# ASSIGNED TASK:
A single number is the expected answer: the count of lines in the records below that contain "they".
(EXTRACTED INFORMATION begins)
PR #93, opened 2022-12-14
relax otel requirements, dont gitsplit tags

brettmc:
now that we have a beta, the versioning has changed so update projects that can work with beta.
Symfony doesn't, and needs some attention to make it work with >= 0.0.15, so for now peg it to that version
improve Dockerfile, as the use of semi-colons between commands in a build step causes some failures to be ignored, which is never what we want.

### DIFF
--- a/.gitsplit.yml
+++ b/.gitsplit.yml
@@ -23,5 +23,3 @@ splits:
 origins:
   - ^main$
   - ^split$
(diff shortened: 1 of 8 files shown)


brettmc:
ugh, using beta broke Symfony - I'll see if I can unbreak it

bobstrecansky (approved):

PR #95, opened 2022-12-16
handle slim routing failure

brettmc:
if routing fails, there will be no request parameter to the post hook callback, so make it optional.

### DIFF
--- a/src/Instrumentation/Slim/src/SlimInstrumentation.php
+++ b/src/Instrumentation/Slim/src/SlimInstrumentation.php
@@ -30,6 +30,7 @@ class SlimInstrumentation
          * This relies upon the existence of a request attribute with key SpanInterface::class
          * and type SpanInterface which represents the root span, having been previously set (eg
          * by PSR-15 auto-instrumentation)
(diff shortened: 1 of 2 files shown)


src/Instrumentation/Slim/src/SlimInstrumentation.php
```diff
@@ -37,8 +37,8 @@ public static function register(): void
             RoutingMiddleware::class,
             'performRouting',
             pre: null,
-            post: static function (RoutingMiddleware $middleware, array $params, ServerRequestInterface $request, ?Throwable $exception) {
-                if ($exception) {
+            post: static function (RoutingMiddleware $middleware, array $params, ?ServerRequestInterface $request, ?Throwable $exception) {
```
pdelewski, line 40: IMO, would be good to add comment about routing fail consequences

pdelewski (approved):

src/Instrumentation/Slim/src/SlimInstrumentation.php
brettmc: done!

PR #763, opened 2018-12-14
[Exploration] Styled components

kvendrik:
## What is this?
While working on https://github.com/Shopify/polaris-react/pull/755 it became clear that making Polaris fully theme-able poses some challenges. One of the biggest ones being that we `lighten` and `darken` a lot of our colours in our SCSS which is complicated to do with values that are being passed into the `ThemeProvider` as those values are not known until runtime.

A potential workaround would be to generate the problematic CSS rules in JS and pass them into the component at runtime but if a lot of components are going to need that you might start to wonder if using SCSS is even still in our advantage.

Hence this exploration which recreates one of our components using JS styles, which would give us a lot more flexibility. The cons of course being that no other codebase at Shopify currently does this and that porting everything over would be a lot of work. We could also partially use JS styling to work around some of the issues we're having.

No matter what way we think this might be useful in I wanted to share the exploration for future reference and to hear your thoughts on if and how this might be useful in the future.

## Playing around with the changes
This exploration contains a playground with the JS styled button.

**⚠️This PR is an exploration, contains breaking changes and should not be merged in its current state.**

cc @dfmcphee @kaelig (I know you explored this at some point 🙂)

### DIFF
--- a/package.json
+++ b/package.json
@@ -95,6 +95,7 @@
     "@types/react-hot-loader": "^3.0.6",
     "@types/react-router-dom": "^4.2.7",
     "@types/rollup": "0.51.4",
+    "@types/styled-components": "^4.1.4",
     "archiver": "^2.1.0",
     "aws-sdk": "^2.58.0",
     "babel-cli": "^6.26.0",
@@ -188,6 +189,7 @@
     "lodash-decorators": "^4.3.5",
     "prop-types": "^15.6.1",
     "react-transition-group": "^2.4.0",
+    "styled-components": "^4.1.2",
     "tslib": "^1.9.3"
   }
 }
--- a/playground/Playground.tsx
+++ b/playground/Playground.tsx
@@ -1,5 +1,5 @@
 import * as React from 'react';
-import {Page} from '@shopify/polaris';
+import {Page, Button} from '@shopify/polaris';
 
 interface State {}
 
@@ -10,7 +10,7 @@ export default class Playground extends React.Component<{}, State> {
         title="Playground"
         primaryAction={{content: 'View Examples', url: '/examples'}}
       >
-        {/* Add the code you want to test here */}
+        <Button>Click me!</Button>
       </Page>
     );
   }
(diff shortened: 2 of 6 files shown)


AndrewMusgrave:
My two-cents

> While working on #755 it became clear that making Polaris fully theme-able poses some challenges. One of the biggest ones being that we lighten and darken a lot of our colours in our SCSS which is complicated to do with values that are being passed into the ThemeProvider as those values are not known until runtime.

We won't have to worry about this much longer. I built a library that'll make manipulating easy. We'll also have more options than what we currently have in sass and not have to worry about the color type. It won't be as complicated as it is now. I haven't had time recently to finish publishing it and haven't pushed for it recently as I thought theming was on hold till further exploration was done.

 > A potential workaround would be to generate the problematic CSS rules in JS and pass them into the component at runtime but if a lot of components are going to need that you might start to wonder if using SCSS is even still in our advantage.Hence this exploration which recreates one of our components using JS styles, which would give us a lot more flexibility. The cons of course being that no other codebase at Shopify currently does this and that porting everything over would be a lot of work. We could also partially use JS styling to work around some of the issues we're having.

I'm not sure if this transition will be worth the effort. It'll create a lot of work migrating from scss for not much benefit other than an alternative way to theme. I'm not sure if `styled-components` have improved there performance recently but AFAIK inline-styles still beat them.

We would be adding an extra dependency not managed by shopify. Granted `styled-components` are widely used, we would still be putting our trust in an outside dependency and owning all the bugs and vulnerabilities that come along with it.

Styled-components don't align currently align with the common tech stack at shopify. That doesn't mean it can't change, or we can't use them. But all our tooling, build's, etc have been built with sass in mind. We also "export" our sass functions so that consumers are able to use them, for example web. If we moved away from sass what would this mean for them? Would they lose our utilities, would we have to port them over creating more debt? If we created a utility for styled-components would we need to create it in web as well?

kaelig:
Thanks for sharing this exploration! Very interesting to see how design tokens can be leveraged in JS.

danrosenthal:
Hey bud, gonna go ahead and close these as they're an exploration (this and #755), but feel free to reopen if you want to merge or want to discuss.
(EXTRACTED INFORMATION ends)
# FINISHED TASK:
2